When I was growing up, we didn't have playdates, we just played with whoever was available. Dates were things teenagers went on, and there was no need for them in our world beyond those we staged for Barbie and Ken. The first time I heard the term playdate -- long before I had children -- I laughed; I scoffed; I'm sure I declared (at least to myself) that no future child of mine would ever have one ... or if he or she did, we certainly wouldn't use that stuffy, formal term. We would just play.
Well, fast forward about eight years and two kids later, and "playdate" has crossed my lips more than "another martini please" used to. And I love them, truly I do. My children always have fun (okay, usually), and I get a chance to chat with other mothers, which is generally a good thing except for the requisite whack-a-doodles in the bunch. It's nice to have something to look forward to, and frankly, they serve as a great bribe/threat looming there on the calendar.
But it seems more and more playdates aren't just about playing, they're lavish affairs that consist of planned activities and catered food (okay, maybe not catered, but a lot fancier than some string cheese and grapes) for kids AND adults. Houses are spotless, and it smells as if something has been freshly baked ... usually something has. Planning one seems almost as stressful as planning a small wedding.

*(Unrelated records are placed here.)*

Issue #219, opened 2019-05-23
[feature request] ipm hci transport support


Lefix2:
Hello,
For internals tests, we're trying to port btstack on a Wide band Soc device.
We're facing limitation of hci transport between two cpu.
This is not critical but we were wondering if you planned to implement an inter processor mailbox hci transport layer in addition to the existings h4/h5 layers.
This would be interesting for Soc devices as some esp/nrf or newly stm32wb.

Best regards.

Edit: After some research, we found an example of implementation for the zephyr OS and the stm32WB
https://github.com/zephyrproject-rtos/zephyr/pull/14188/commits/a89ba3d27e272cad17a0970d14000204b6d6ccc5

mringwal:
Hi. Interesting idea. The existing hci_transport interface only requires that an implementation can send an HCI packet to the Controller and expects to receive HCI packets on its own thread.

Sending a single packet should be possible on all platforms, without any queues.
For the receive side, it depends.

For the nRF/Zephyr port, we rely on the software HCI to queue packets to us:
https://github.com/bluekitchen/btstack/tree/master/port/nrf5-zephyr

For ESP32, the packets are delivered from interrupt context. Here, we've enabled Host Controller to Host Flow Control and use a large (10 kB) ring buffer to queue packets.
https://github.com/bluekitchen/btstack/tree/master/port/esp32/components/btstack/main.c

Thanks for pointing to the stm3wb, I wasn't aware it had a full internal HCI layer.  Guess I should order one, just in case. The new Dialog DA1469x also has a full HCI and an example app that routes it to the UART. I guess, but didn't try, that it could be used as well.

So, back to your question. If there are a few potential platforms, it might make sense to check if there are reusable parts that can be provided by the stack. For these two, I don't think there is much shared.

Lefix2:
I'm still a bit confused with all interrupts/callbacks mechanism with WB and btstack but the two examples you gave seems to be part of a solution!
WB uses an hardware mailbox (interrupt generation in both side and shared RAM).
Software defines two channels, one for shci (system hci for commands like start stack) and one for hci (separated in a ble buffer and a acl buffer).
Moreover ST bring in its cube environment a reduced stack exposing only HCI (2x smaller than original stack).
I'll try to use your examples to make bt-stack working on WB.

mringwal:
Sounds good. For BTstack, the hci_transport needs to deal with the run loop environment.

What run loop do you have? 
[...]

PR #228, opened 2019-06-07
Stm32wb port

Lefix2:
Moving from unrelated issue https://github.com/bluekitchen/btstack/issues/219#

Port for stm32wb nucleo (and more) board.


Lefix2:
Yes of course, you will probably encounter issues with bonding, i was not able to make it work properly!

mringwal:
Hi Felix. So, I've got a STM32WB55 board now - well, actually two: the Nucleo board and the USB Dongle. Connecting an external JTAG (J-Link) was even simpler with the USB Dongle (just solder a 6 pin header) as there was no on-board ST-Link that needs disabling. Again, thanks for preparing the  port and providing instructions on how to add FreeRTOS easily.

So as life gets busier, I avoid them more and more because I just don't have the time to orchestrate such an event. Of course, not everyone expects the pomp and perfect playroom, and many people will be secretly relieved when it's void, so it's mainly about setting our own expectations and standards and being okay with them no matter what the "other mothers" do. So here are a few tips for moms who want to ditch the "date" and just play.
Forget the Three-Day Cleanse Don't worry about how clean your house is. Many a playdate have been skipped because parents don't want others to see their less than House Beautiful version of a home. Easier said than done I know, but the kids don't care, and as long as your house isn't potentially hazardous, not many adults will either. They'll just be glad for an invite and won't feel the pressure to clean for you next time either. And if they do care, do you really want your kid playing with theirs anyway?
Have Emergency Supplies on Hand Second perhaps to a clean on my list of reasons for not inviting someone over after a class or chance encounter is that I haven't been to the grocery store in days. Let's face it, snacks are pretty important to a good playdate, but they don't have to be fancy. I try to keep a stash in a high cupboard to use only in case of impromptu playdates -- things like popcorn kernels, a brownie mix ( it will make your house smell good too), some raisins or other dried fruit, and crackers.
Playdates on the Fly
All too often there I sit with my children at the park or museum or wherever we end up any given day wishing we had invited some friends, and my son asking why we never have playdates. *Sigh* And then when I mention to someone "I was going to call you to meet us the other day, but figured it was too late," they tell me how they were in the area and totally would have met us ... if they had known.
If only there was a tool for lazy, non-perfect playdate planning mommies like me .... oh, wait there is. Or to use a completely overused phrase, " there's an app for that."
Kidpopolis was developed by a mom with many of the same playdate problems. It allows you to create a list of playdate friends and then locate them at anytime via your phone. When they're in your vicinity and you want to play you can then text, e-mail, or call them to see if they're up for it. It uses a password protection system, so it's much more secure than using some of the other big location-tracking services or just posting where you are as your Facebook status. And what a nice spontaneous way to play!
Meet Somewhere Else If you like a little more planning, but still don't want the pressure of inviting people to your house, suggest a meet up at a park, museum, mall, or indoor play center. You can set a time and offer to bring snacks and/or drinks. You get "credit" for organizing a playdate with very little legwork or pressure on your part.
The bottom line is kids just wanna play, and too often we get in the way of their opportunities to do so. So ease up on yourself and your expectations, and call up some one and just say, "Hey, we want to play."
Do you find planning playdates stressful?